Bob October 11, 2012 at 03:58 AM
Eliminating all distractions so that you’re 100% focused on driving, walking or biking and able to react. - which also happens to be the same law that covered this before we came up w/ laws forced hands free, which by the way had the unintended consequence of people texting more because they would try to hold the phone out of the view of others so as not to get a ticket.
Pam Fischer October 11, 2012 at 12:40 PM
Referenced several times in my blog.
Pam Fischer October 11, 2012 at 12:42 PM
Absolutely, as I clearly stated in this blog, we need to look in and admit our failings when it comes to traffic safety. Mine, as I noted in the discussion prompted by my blog, is speeding and I'm determined to tame it. No one is perfect, but if we start with ourselves and work to improve, we can make travel on our roadways safer.
zizi October 11, 2012 at 04:32 PM
@Pam..... amazing.... preaching before practicing.... 69~72 in a 55MPH zone...... that is 14~17MPH over the speed limit..... Oh wait... you are the one who said "So who are you willing to sacrifice is zero isn't the right goal?" Funny.... huh
Pam Fischer October 11, 2012 at 04:38 PM
I don't find any of this discussion funny -- I take it very seriously. I do practice what I preach and would be disingenuous if I didn't admit that I have work to do.
cv October 11, 2012 at 05:16 PM
most times on our highways people are doing 75-80 mph in the 65 zones with that said traveling at 69-72 is safer than 55-60 mph. the people that travel at the speed limit can cause accidents and congestion on the highways.
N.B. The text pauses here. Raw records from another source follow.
PR #500, opened 2019-08-17
Rebalancing exchange issuance post audit improvements

felix2feng:


contracts/core/modules/lib/TokenFlush.sol
```diff
@@ -0,0 +1,184 @@
...
+
+
+/**
+ * @title TokenFlush
+ * @author Set Protocol
+ *
+ * The TokenFlush contains utility functions to send tokens and base SetTokens from the
+ * Vault or Contract to a specified user address
+ */
+contract TokenFlush is
```
asoong: Is this meant to be reused elsewhere? It's named like it's general but it seems highly coupled with the system. Would prefer it to be specific here instead if it's only done so we can test the library methods. `RebalancingSetExchangeTokenChangeHandler` or something

felix2feng: We previously had it in `RebalancingSetIssuance` - but I realize that we will be using flushing functions for other modules in the future (e.g. token transformation pipeline). So that's why it's refactored to be generic.

asoong: sg!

I am not condoning speeding this is just my observation. Pam is not claiming to be little miss perfect lets give her a break.
TCG October 11, 2012 at 05:36 PM
Let me get this straight. Chatham votes almost lock-step Republican. Lower taxes and LESS regulation...do I have that right? Keep the government off my back? Government can't solve problems because government IS the problem. It's all I ever see in this space and it's all I ever hear around town. Chatham residents, almost to a person HATE the government - yet it's somehow ok for the government to force us to purchase auto insurance, tell us how fast we can drive, whether or not we can talk on the phone or text, whether or not we wish to wear a seat belt and on and on? Can someone help me out here? What business is it of the local, state or federal government what I do on the road? Let 'em stick to poking their noses into our bedrooms to make sure every pregnancy begins and ends just the way the government dictates in between fiercely defending nativity scenes and telling us how big our sodas can be. Sorry folks - can't have it both ways.
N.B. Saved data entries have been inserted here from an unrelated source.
PR #506, opened 2019-09-05
TimeLockUpgradeV2

felix2feng:
Includes removing the hash and requiring the caller is the owner

### DIFF
--- a/contracts/lib/TimeLockUpgradeV2.sol
+++ b/contracts/lib/TimeLockUpgradeV2.sol
@@ -1,0 +1,152 @@
+/*
+    Copyright 2018 Set Labs Inc.
+
+    Licensed under the Apache License, Version 2.0 (the "License");
+    you may not use this file except in compliance with the License.
+    You may obtain a copy of the License at
+
+    http://www.apache.org/licenses/LICENSE-2.0
+
+    Unless required by applicable law or agreed to in writing, software
+    distributed under the License is distributed on an "AS IS" BASIS,
+    WITHOUT WARRANTIES OR CONDITIONS OF ANY KIND, either express or implied.
+    See the License for the specific language governing permissions and
+    limitations under the License.
+*/
+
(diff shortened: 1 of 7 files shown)


contracts/lib/TimeLockUpgradeV2.sol
```diff
@@ -0,0 +1,152 @@
...
+        uint256 _timestamp
+    );
+
+    event UpgradeUnregistered(
+        bytes32 _upgradeHash
+    );
+
+    /* ============ Modifiers ============ */
+
+    modifier timeLockUpgrade() {
```
bweick: In the future when we make a V2 of something can the first commit just be copying the V1 into the V2 file so then we can have a record of changes after that? Makes much easier to see what the code changes were from V1 to V2.

package.json
```diff
@@ -98,6 +98,7 @@
     "openzeppelin-solidity": "^2.2",
     "set-protocol-utils": "^1.0.0-beta.32",
     "tiny-promisify": "^1.0.0",
+    "truffle-flattener": "^1.4.0",
```
bweick: Not sure you meant to have this in here but I'm ok having it part of our packages since we use it with some regularity

contracts/lib/TimeLockUpgradeV2.sol
```diff
@@ -0,0 +1,152 @@
...
+    }
+
+    /* ============ Function ============ */
+
+    /**
+     * Removes an existing upgrade.
+     *
+     * @param  _upgradeHash    Keccack256 hash that uniquely identifies function called and arguments 
+     */
+    function deregisterUpgrade(
```
bweick: We should settle on unregister (used in event) vs deregister (used here). Would also be fine with `removeRegisteredUpgrade` or `removeUpgrade` as function name and UpgradeRemoved as event. Deregister and Unregister are weird words. Either way...consistency.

zizi October 11, 2012 at 07:31 PM
Break given...... lets hope she gives us some BREAKs too ;)
Pam Fischer October 11, 2012 at 07:36 PM
zizi -- we're all in this together. Have a good afternoon!
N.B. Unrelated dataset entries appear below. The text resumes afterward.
PR #528, opened 2019-11-19
Rebalancing Set V2 Incentives

felix2feng:


contracts/core/tokens/rebalancing-v2/SettleRebalance.sol
```diff
@@ -118,6 +127,42 @@ contract SettleRebalance is
...
     }
 
+    /**
+     * Calculates the fee and mints the rebalancing SetToken quantity to the recipient.
+     * In effect, the Set holders are paying the fee via inflation.
+     */
+    function handleFees()
+        internal
+    {
+        uint256 settlementFee = calculateRebalanceFeeInflation();
```
felix2feng: Question: Do we want to enforce that the fee size is a multiple of the natural unit?

contracts/core/tokens/rebalancing-v2/Issuance.sol
```diff
@@ -82,4 +93,29 @@ contract Issuance is
...
+     */
+    function handleEntryFees(
+        uint256 _quantity
+    )
+        internal
+        returns(uint256)
+    {
+        // The entryFee is a scaled decimal figure by 10e18. We multiply the fee by the quantity
+        // Then descale by 10e18
+        uint256 fee = _quantity.mul(entryFee).deScale();
```
felix2feng: Same here. Does the fee size need to be a multiple of the natural unit?

contracts/mocks/lib/CommonMathMock.sol
```diff
@@ -24,6 +24,26 @@ contract CommonMathMock {
         return CommonMath.safePower(a, pow);
     }
 
+    function testScale(
```
felix2feng: Question: What are your views for using this `scale` pattern to add additional precision when doing math?

PR #531, opened 2019-12-06
Added interface for interacting with RebalancingSetTokenV2.

bweick:


contracts/core/interfaces/IRebalancingSetTokenV2.sol
```diff
@@ -0,0 +1,185 @@
+/*
+    Copyright 2018 Set Labs Inc.
```
felix2feng: 2019

contracts/core/interfaces/IRebalancingSetTokenV2.sol
```diff
@@ -0,0 +1,185 @@
...
+     * @param _nextSet                      The Set to rebalance into
+     *
+     * Can only be called if the rebalance interval has elapsed.
+     * Can only be called by manager.
+     */
+    function startRebalance(
+        address _nextSet
+    )
+        external;
+
```
felix2feng: Let's add settleRebalance

PR #535, opened 2019-12-12
Added ability for dynamic pricePrecision seeking when setting up auct…

bweick:
…ions.


contracts/core/liquidators/impl/Auction.sol
```diff
@@ -205,7 +242,7 @@ contract Auction {
         uint256 currentSetNaturalUnit = _currentSet.naturalUnit();
         uint256 nextNaturalUnit = _nextSet.naturalUnit();
         return Math.max(currentSetNaturalUnit, nextNaturalUnit)
-            .mul(pricePrecision);
+            .mul(_pricePrecision);
     }
 
     /**
```
felix2feng: Do we still need the definition of price to be based on a numerator and denominator if we're removing the ExponentialPivot?

test/contracts/core/liquidators/impl/auction.spec.ts
```diff
@@ -229,18 +275,48 @@ contract('Auction', accounts => {
...
+        await subject();
+
+        const auctionSetup: any = await auctionMock.auction.callAsync();
+
+        const expectedPricePrecision = await liquidatorHelper.calculatePricePrecisionAsync(
+          await coreHelper.getSetInstance(subjectCurrentSet),
+          await coreHelper.getSetInstance(subjectNextSet),
+          oracleWhiteList
+        );
+        console.log(expectedPricePrecision);
```
felix2feng: log

contracts/core/liquidators/impl/Auction.sol
bweick: Yes decaying the denominator was just a way to make it go exponential. But it's still relevant because a numerator of 450 could mean a price equal to .45 (with denominator 1,000) or price of .045 (with a denominator of 1,0000)

test/contracts/core/liquidators/impl/auction.spec.ts
bweick: +1

PR #537, opened 2019-12-16
[V2] Add liquidatorData startRebalance argument

felix2feng:


contracts/core/liquidators/LinearAuctionLiquidator.sol
```diff
@@ -87,15 +87,19 @@ contract LinearAuctionLiquidator is LinearAuction, ILiquidator {
...
         ISetToken _currentSet,
         ISetToken _nextSet,
-        uint256 _startingCurrentSetQuantity
+        uint256 _startingCurrentSetQuantity,
+        bytes calldata _liquidatorData
     )
         external
         isValidSet
     {
+        _liquidatorData; // Pass linting
```
bweick: maybe we create a `handleLiquidatorData` function that this passes to? And then it doesn't nothing with it there. This feels kinda weird, having it in it's own function makes it feel more explicit about what's going on. Not super opinionated though.

bweick:
As a general matter, can you bump the package in this PR then publish it. Imma need this for the SocialTradingManager.

PR #50, opened 2018-02-05
Pairing observer

gbrooker:
The last commit to HAP/master removed the `onConfigurationChange` callback in `Device`. This was useful for monitoring pairing status by the application calling HAP. 

This pull request proposes to add back a callback mechanism for specifically monitoring pairing status. An enum communicating the pairing stage `PairingEvent` is passed to the callback.

### DIFF
--- a/Sources/HAP/Controllers/PairSetupController.swift
+++ b/Sources/HAP/Controllers/PairSetupController.swift
@@ -55,7 +55,8 @@ class PairSetupController {
         }
 
         // Notify listeners of the pairing event and record the paring state
-        device.changePairingState(.pairing)
+        // swiftlint:disable:next force_try
+        try! device.changePairingState(.pairing)
 
         let (salt, serverPublicKey) = session.server.getChallenge()
 
@@ -74,7 +75,6 @@ class PairSetupController {
     func verifyRequest(_ data: PairTagTLV8, _ session: Session) throws -> PairTagTLV8? {
         guard let clientPublicKey = data[.publicKey], let clientKeyProof = data[.proof] else {
             logger.warning("Invalid parameters")
-            device.changePairingState(.notPaired)
             throw Error.invalidSetupState
         }
 
@@ -85,7 +85,6 @@ class PairSetupController {
                                                                      keyProof: clientKeyProof)
             else {
                 logger.warning("Invalid PIN")
-                device.changePairingState(.notPaired)
                 throw Error.authenticationFailed
         }
 
@@ -112,12 +111,10 @@ class PairSetupController {
         guard let plaintext = try? ChaCha20Poly1305.decrypt(cipher: encryptedData,
                                                             nonce: "PS-Msg05".data(using: .utf8)!,
                                                             key: encryptionKey) else {
-            device.changePairingState(.notPaired)
             throw Error.couldNotDecryptMessage
         }
 
         guard let data: PairTagTLV8 = try? decode(plaintext) else {
-            device.changePairingState(.notPaired)
             throw Error.couldNotDecodeMessage
         }
 
@@ -125,7 +122,6 @@ class PairSetupController {
             let username = data[.identifier],
             let signatureIn = data[.signature]
             else {
-                device.changePairingState(.notPaired)
                 throw Error.invalidParameters
         }
 
@@ -141,12 +137,7 @@ class PairSetupController {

Hookerman October 11, 2012 at 08:12 PM
You only referenced cell phones and electronic devices directly in regards to walking. You referenced them indirectly (ie; distractions) in regards to driving.
Jon October 12, 2012 at 01:08 AM
@TCG, the purpose of the government is to keep the citizens safe from physical and financial harm. The traffic laws you referenced are directly in support of that purpose. As far as I'm concerned, that's about the only valid purpose for a government, but we have overstepped that by a long shot at this point... By the way, the gov't only mandates liability insurance. You need that so you can pay the other guy's bills when you hurt somebody else. Comprehensive and Collision are not mandatory. If you are confident in your driving abilities, you can remove Collision, and if you feel lucky with where you park your car, you can remove Comprehensive.
Nose Wayne October 12, 2012 at 01:24 AM
Pam,sounds like your ZZZZZ on this subject. STOP SPEEDING !!!!!!!!
Sam Slobo October 12, 2012 at 02:24 AM
Hookerman - you are always whining about the police and their enforcement policies. If our police department enforced these violations you speak of you would claim they are overzealous. You whine out of both sides of your mouth. Choose a side and stick to it. Do you want our municipal police department to write every cell phone, texting, stop-sign, traffic light infraction that is observed ? OK - then all the whiners will complain the police have nothing better to do. If our police DARE to write a township resident, all they hear is the same rhetoric about how the resident is " The Cops Boss ". I submit that the police should enforce ALL laws for a window of time - then maybe some eyes will open up.
Hookerman October 12, 2012 at 11:56 AM
I didn't even mention the police in my post. Where do you get the notion that I was blaming the police for anything???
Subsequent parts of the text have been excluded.